In the United States, individuals must opt-in to become a donor by checking a box on a driver’s license application or by signing up online. This “opt-in” system of organ donation is inadequate not only from an efficiency perspective, but from a moral perspective as well. Many countries have adopted an alternative system to the opt-in policy, where the default position for adults is set to being a donor, with an option to opt-out. This system is generally referred to as an opt-out policy. Countries with an opt-out style policy like France, Austria, Poland, Hungary and Portugal display donor consent rates of over 99%. Countries with an opt-in style policy like the United Kingdom, Germany, Netherlands and Denmark display rates drastically lower donor consent rates under 30%. 

Why is it exactly that people do not give consent to become an organ donor? One possible reason may be the immediate and intimidating nature of the decision for an individual. Organ transplantation may evoke images of dismemberment, drastic surgery and death, instilling apprehension and anxiety in the individual, resulting in a decision to not actively volunteer to become a donor. While the emotional responses regarding organ transplantation are understandable, they do not make the decision to decline becoming an organ donor morally correct. 

It intuitively seems fair that if one is willing to receive a transplant (I assume the vast majority of people are), then one should also be willing to donate their own organs, especially in the situation of scarcity involved in organ availability. This is exactly why it is the state’s responsibility to provide the guidance of an opt-out system. Part of the reason for the existence of the state is to encourage individual decisions which are beneficial to the overall public, especially when those decisions involve little to no significant sacrifice for the individual. The opt-out system donor pool would include all donors that currently actively choose to be donors under the opt-in system, those who would become donors with a little more consideration and/or state guidance and also those who are simply indifferent to what happens to their organs. This could likely mean a very significant increase in the donor pool with no coercion, injustice or unfairness done. 
 
What if an individual really does have strong feeling against being a donor? In the opt-out system one can imagine, they are entirely free opt-out without consequence. A possible mechanism for the action of opting out could involve checking a box on an application for a government ID. A whole separate debate may be necessary for the issue of automatically registering children as donors, as they may not possess a sufficient degree of autonomy to make a fully informed decision about organ donation. Should the default donor position apply to children, with the decision to opt-out left up to the parents? Should the default donor position simply not apply to children at all? These are difficult but important questions, especially considering the clear physical constraints of other children in need of organs.

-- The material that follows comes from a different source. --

PR #1166, opened 2025-02-24
Stop raising CancelledError when actor is cancelled

ela-kotulska-frequenz:
Cancelling BackgroundService should not raise exception. But we see exception when we stop actor, after calling `actor.wait()`.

One possible objection to the opt-out policy is that is a coercive state policy, since it defaults to an individual giving up something they may consider valuable (the right to an intact body after death). As mentioned previously, the opt-out policy still affords the individual this right. All that is required is simply more conscious consideration about exactly what they are doing.

Adding quality years to as many lives as possible is more important than the temporary preservation of the physical integrity of a corpse. This is the attitude necessary in order to be on track to a policy change. Our current organ donation system is failing, and an opt-out policy would bring about greater fairness in a society where increased access to healthcare is a goal that should be pursued to the highest possible degree. 


Mike graduated from Northeastern University in January 2014 with a major in biology and a minor in ethics. He is interested in a wide range of issues in bioethics and how they are applied in today's world.